§ WHAT NEEDS TO BE DONE
Once you have read the records, write them out again exactly.

(Data entries)
# # # #

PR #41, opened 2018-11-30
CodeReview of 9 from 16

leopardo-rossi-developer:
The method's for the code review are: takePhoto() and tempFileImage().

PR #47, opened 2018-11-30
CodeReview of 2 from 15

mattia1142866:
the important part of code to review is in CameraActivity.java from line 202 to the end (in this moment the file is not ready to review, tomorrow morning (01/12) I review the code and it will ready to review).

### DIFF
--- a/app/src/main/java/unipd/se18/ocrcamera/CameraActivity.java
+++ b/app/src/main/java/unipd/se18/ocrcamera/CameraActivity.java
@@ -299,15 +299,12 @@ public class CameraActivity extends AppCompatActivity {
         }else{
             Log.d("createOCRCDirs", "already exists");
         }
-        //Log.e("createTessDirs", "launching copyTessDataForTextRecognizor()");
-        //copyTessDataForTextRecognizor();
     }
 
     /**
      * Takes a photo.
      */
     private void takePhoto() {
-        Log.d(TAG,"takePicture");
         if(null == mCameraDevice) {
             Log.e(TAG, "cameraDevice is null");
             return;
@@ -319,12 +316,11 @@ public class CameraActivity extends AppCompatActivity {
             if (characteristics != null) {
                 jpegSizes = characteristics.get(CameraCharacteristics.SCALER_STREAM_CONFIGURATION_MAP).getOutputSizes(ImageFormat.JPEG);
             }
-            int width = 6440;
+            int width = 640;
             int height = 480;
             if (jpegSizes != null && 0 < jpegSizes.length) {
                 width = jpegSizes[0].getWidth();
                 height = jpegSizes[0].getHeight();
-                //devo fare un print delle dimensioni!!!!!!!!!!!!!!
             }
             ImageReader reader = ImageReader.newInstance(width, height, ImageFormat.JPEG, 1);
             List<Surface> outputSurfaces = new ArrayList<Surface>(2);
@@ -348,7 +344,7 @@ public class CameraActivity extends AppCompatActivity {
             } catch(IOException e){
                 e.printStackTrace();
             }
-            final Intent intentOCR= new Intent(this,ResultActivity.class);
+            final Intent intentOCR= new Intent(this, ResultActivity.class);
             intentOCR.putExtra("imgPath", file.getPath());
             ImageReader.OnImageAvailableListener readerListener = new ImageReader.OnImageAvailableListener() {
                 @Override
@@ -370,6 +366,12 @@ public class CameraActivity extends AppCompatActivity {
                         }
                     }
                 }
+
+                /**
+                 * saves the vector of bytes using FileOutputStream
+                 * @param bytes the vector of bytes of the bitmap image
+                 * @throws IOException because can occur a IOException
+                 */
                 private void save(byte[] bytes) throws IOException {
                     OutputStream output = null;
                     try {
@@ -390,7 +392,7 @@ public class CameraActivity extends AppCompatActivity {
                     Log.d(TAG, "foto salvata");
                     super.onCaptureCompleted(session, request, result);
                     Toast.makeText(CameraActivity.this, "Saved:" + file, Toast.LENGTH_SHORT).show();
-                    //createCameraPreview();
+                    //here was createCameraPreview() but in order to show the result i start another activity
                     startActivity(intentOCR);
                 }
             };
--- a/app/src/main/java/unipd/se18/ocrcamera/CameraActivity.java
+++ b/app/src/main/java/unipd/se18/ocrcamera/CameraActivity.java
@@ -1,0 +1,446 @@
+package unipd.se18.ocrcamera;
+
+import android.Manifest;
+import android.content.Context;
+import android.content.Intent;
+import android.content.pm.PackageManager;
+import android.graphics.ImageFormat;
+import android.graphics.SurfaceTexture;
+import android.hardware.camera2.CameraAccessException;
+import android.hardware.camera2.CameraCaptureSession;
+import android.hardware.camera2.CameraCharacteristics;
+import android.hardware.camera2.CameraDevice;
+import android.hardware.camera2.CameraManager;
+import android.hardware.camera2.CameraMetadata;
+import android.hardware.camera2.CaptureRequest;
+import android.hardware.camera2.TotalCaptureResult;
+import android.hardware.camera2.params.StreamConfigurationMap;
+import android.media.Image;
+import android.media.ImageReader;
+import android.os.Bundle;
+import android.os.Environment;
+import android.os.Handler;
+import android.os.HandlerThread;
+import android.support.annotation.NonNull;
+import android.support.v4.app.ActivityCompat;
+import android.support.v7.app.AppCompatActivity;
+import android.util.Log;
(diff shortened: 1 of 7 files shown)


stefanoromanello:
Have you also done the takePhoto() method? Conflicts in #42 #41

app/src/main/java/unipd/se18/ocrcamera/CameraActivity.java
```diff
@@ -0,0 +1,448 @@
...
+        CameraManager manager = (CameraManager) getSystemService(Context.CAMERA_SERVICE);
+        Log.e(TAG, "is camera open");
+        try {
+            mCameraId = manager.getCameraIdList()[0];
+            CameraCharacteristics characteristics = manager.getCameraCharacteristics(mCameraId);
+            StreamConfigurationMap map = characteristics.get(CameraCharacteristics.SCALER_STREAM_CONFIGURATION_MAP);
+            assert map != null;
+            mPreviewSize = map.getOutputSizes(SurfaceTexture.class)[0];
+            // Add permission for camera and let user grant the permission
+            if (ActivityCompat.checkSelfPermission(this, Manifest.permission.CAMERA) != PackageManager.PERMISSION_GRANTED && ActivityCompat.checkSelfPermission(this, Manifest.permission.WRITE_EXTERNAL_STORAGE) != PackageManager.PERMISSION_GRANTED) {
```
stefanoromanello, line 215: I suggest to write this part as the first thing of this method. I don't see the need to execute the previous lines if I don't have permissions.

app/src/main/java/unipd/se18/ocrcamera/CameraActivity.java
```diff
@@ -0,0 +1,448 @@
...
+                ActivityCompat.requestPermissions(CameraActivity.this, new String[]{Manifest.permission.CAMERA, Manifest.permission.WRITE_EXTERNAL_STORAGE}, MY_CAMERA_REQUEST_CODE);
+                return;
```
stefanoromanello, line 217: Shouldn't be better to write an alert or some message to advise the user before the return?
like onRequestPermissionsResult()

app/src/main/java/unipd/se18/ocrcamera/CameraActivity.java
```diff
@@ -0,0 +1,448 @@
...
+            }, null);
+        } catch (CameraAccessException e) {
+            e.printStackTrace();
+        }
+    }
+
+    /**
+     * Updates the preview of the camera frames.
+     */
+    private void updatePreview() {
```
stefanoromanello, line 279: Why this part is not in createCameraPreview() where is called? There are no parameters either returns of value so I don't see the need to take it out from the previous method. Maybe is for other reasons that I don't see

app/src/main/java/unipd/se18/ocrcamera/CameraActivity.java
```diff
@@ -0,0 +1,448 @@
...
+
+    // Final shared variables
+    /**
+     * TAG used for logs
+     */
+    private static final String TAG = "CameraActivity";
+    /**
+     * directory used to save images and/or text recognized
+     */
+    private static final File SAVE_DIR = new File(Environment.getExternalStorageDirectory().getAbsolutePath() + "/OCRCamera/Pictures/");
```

# # # #

§ YOUR RESPONSE
PR #41, opened 2018-11-30
CodeReview of 9 from 16

leopardo-rossi-developer:
The method's for the code review are: takePhoto() and tempFileImage().

PR #47, opened 2018-11-30
CodeReview of 2 from 15

mattia1142866:
the important part of code to review is in CameraActivity.java from line 202 to the end (in this moment the file is not ready to review, tomorrow morning (01/12) I review the code and it will ready to review).

### DIFF
--- a/app/src/main/java/unipd/se18/ocrcamera/CameraActivity.java
+++ b/app/src/main/java/unipd/se18/ocrcamera/CameraActivity.java
@@ -299,15 +299,12 @@ public class CameraActivity extends AppCompatActivity {
         }else{
             Log.d("createOCRCDirs", "already exists");
         }
-        //Log.e("createTessDirs", "launching copyTessDataForTextRecognizor()");
-        //copyTessDataForTextRecognizor();
     }
 
     /**
      * Takes a photo.
      */
     private void takePhoto() {
-        Log.d(TAG,"takePicture");
         if(null == mCameraDevice) {
             Log.e(TAG, "cameraDevice is null");
             return;
@@ -319,12 +316,11 @@ public class CameraActivity extends AppCompatActivity {
             if (characteristics != null) {
                 jpegSizes = characteristics.get(CameraCharacteristics.SCALER_STREAM_CONFIGURATION_MAP).getOutputSizes(ImageFormat.JPEG);
             }
-            int width = 6440;
+            int width = 640;
             int height = 480;
             if (jpegSizes != null && 0 < jpegSizes.length) {
                 width = jpegSizes[0].getWidth();
                 height = jpegSizes[0].getHeight();
-                //devo fare un print delle dimensioni!!!!!!!!!!!!!!
             }
             ImageReader reader = ImageReader.newInstance(width, height, ImageFormat.JPEG, 1);
             List<Surface> outputSurfaces = new ArrayList<Surface>(2);
@@ -348,7 +344,7 @@ public class CameraActivity extends AppCompatActivity {
             } catch(IOException e){
                 e.printStackTrace();
             }
-            final Intent intentOCR= new Intent(this,ResultActivity.class);
+            final Intent intentOCR= new Intent(this, ResultActivity.class);
             intentOCR.putExtra("imgPath", file.getPath());
             ImageReader.OnImageAvailableListener readerListener = new ImageReader.OnImageAvailableListener() {
                 @Override
@@ -370,6 +366,12 @@ public class CameraActivity extends AppCompatActivity {
                         }
                     }
                 }
+
+                /**
+                 * saves the vector of bytes using FileOutputStream
+                 * @param bytes the vector of bytes of the bitmap image
+                 * @throws IOException because can occur a IOException
+                 */
                 private void save(byte[] bytes) throws IOException {
                     OutputStream output = null;
                     try {
@@ -390,7 +392,7 @@ public class CameraActivity extends AppCompatActivity {
                     Log.d(TAG, "foto salvata");
                     super.onCaptureCompleted(session, request, result);
                     Toast.makeText(CameraActivity.this, "Saved:" + file, Toast.LENGTH_SHORT).show();
-                    //createCameraPreview();
+                    //here was createCameraPreview() but in order to show the result i start another activity
                     startActivity(intentOCR);
                 }
             };
--- a/app/src/main/java/unipd/se18/ocrcamera/CameraActivity.java
+++ b/app/src/main/java/unipd/se18/ocrcamera/CameraActivity.java
@@ -1,0 +1,446 @@
+package unipd.se18.ocrcamera;
+
+import android.Manifest;
+import android.content.Context;
+import android.content.Intent;
+import android.content.pm.PackageManager;
+import android.graphics.ImageFormat;
+import android.graphics.SurfaceTexture;
+import android.hardware.camera2.CameraAccessException;
+import android.hardware.camera2.CameraCaptureSession;
+import android.hardware.camera2.CameraCharacteristics;
+import android.hardware.camera2.CameraDevice;
+import android.hardware.camera2.CameraManager;
+import android.hardware.camera2.CameraMetadata;
+import android.hardware.camera2.CaptureRequest;
+import android.hardware.camera2.TotalCaptureResult;
+import android.hardware.camera2.params.StreamConfigurationMap;
+import android.media.Image;
+import android.media.ImageReader;
+import android.os.Bundle;
+import android.os.Environment;
+import android.os.Handler;
+import android.os.HandlerThread;
+import android.support.annotation.NonNull;
+import android.support.v4.app.ActivityCompat;
+import android.support.v7.app.AppCompatActivity;
+import android.util.Log;
(diff shortened: 1 of 7 files shown)


stefanoromanello:
Have you also done the takePhoto() method? Conflicts in #42 #41

app/src/main/java/unipd/se18/ocrcamera/CameraActivity.java
```diff
@@ -0,0 +1,448 @@
...
+        CameraManager manager = (CameraManager) getSystemService(Context.CAMERA_SERVICE);
+        Log.e(TAG, "is camera open");
+        try {
+            mCameraId = manager.getCameraIdList()[0];
+            CameraCharacteristics characteristics = manager.getCameraCharacteristics(mCameraId);
+            StreamConfigurationMap map = characteristics.get(CameraCharacteristics.SCALER_STREAM_CONFIGURATION_MAP);
+            assert map != null;
+            mPreviewSize = map.getOutputSizes(SurfaceTexture.class)[0];
+            // Add permission for camera and let user grant the permission
+            if (ActivityCompat.checkSelfPermission(this, Manifest.permission.CAMERA) != PackageManager.PERMISSION_GRANTED && ActivityCompat.checkSelfPermission(this, Manifest.permission.WRITE_EXTERNAL_STORAGE) != PackageManager.PERMISSION_GRANTED) {
```
stefanoromanello, line 215: I suggest to write this part as the first thing of this method. I don't see the need to execute the previous lines if I don't have permissions.

app/src/main/java/unipd/se18/ocrcamera/CameraActivity.java
```diff
@@ -0,0 +1,448 @@
...
+                ActivityCompat.requestPermissions(CameraActivity.this, new String[]{Manifest.permission.CAMERA, Manifest.permission.WRITE_EXTERNAL_STORAGE}, MY_CAMERA_REQUEST_CODE);
+                return;
```
stefanoromanello, line 217: Shouldn't be better to write an alert or some message to advise the user before the return?
like onRequestPermissionsResult()

app/src/main/java/unipd/se18/ocrcamera/CameraActivity.java
```diff
@@ -0,0 +1,448 @@
...
+            }, null);
+        } catch (CameraAccessException e) {
+            e.printStackTrace();
+        }
+    }
+
+    /**
+     * Updates the preview of the camera frames.
+     */
+    private void updatePreview() {
```
stefanoromanello, line 279: Why this part is not in createCameraPreview() where is called? There are no parameters either returns of value so I don't see the need to take it out from the previous method. Maybe is for other reasons that I don't see

app/src/main/java/unipd/se18/ocrcamera/CameraActivity.java
```diff
@@ -0,0 +1,448 @@
...
+
+    // Final shared variables
+    /**
+     * TAG used for logs
+     */
+    private static final String TAG = "CameraActivity";
+    /**
+     * directory used to save images and/or text recognized
+     */
+    private static final File SAVE_DIR = new File(Environment.getExternalStorageDirectory().getAbsolutePath() + "/OCRCamera/Pictures/");
```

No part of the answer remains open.